[What you should do] Retype, word for word, each line between the lines holding "While in theory" and "which requires that", inclusive, and leave the rest of the data alone.

[Records shown]
PR #119, opened 2022-04-18
WiX: remove extraneous architecture in search path

compnerd:
Adjust the location of the swift modules to overlap across SDKs.  The
directory form of the swift module can easily overlap and co-exist.  Now
that the driver has learnt to scan the non-architecture dependent location
in addition to the architecture location dependent path, we can unify
the swiftmodule content in the SDK to a simpler layout.  The layout now
is:

~~~
SDKROOT
  `- usr
      `- lib
          `- swift
              `- [platform]
                  +- [module].swiftmodule
                  |   `- [triple].{swiftdoc,swiftmodule,swiftinterface}
                  `- [arch]
                      `- [import library]
~~~

On Windows, it would be preferable to further remove the intermediate
platform as we have that information earlier in the path.

Subsequent work remains to now ensure that the package manager will
similarly allow the XCTest swift modules to collapse.

While in theory it is possible to create a multi-architecture import
library, it is valuable to support user-selectable SDK installation
which requires that the we create the import libraries on the fly for
the selected architectures.  It is more convenient from a distribution
perspective to simply make the content static and as such continue to
use the architect dependent directory for the import library unlike the
swift module.

This is dependent on apple/swift#42419.

### DIFF
--- a/platforms/Windows/sdk-amd64.wxs
+++ b/platforms/Windows/sdk-amd64.wxs
@@ -62,33 +62,33 @@
                           <Directory Id="WindowsSDK_usr_lib_swift_shims" Name="shims">
                           </Directory>
                           <Directory Id="WindowsSDK_usr_lib_swift_windows" Name="windows">
+                            <Directory Id="_Concurrency.swiftmodule" Name="_Concurrency.swiftmodule">
+                            </Directory>
+                            <Directory Id="_Differentiation.swiftmodule" Name="_Differentiation.swiftmodule">
+                            </Directory>
+                            <Directory Id="Distributed.swiftmodule" Name="Distributed.swiftmodule">
+                            </Directory>
+                            <Directory Id="_RegexParser.swiftmodule" Name="_RegexParser.swiftmodule">
+                            </Directory>
+                            <Directory Id="_StringProcessing.swiftmodule" Name="_StringProcessing.swiftmodule">
+                            </Directory>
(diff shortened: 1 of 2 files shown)


stevapple:
While I’m delighted by the change, we had better first have it reflected in the CMake scripts for core libraries.

Unix (Linux) always supports multi-arch Swift library bundle, and I’ve taken a try on apple/swift#41850 to align the runtime library layout of Windows and Unix. This will further enable us to have portable and multi-arch SDKs with unified layout.

Discussion thread: https://forums.swift.org/t/misplacement-of-runtime-libraries-on-linux/55888

compnerd:
The CMake build already does this correctly, this is undoing the need for the workaround of moving the content around at packaging time.

stevapple:
> Edit: Wait, do you mean in swift-corelibs-{libdispatch,foundation,xctest}?

Exactly.

compnerd:
What do you think would be good to change there?  I don't mind doing that subsequently (this change is already complicated enough - its across 3 different repositories).

stevapple:
It’s nice to hear that’s going to be addressed. Sequence is not so important, and go ahead 🚀

compnerd:
Ah, I see.  Yes, I agree, it would be nice if CMake installed the files in the final location.  I can do those changes subsequently.  However, longer term, I want to get rid of that and use `install(TARGETS ...)` with CMake handling the layout.

shahmishal (approved):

[Result]
While in theory it is possible to create a multi-architecture import
library, it is valuable to support user-selectable SDK installation
which requires that the we create the import libraries on the fly for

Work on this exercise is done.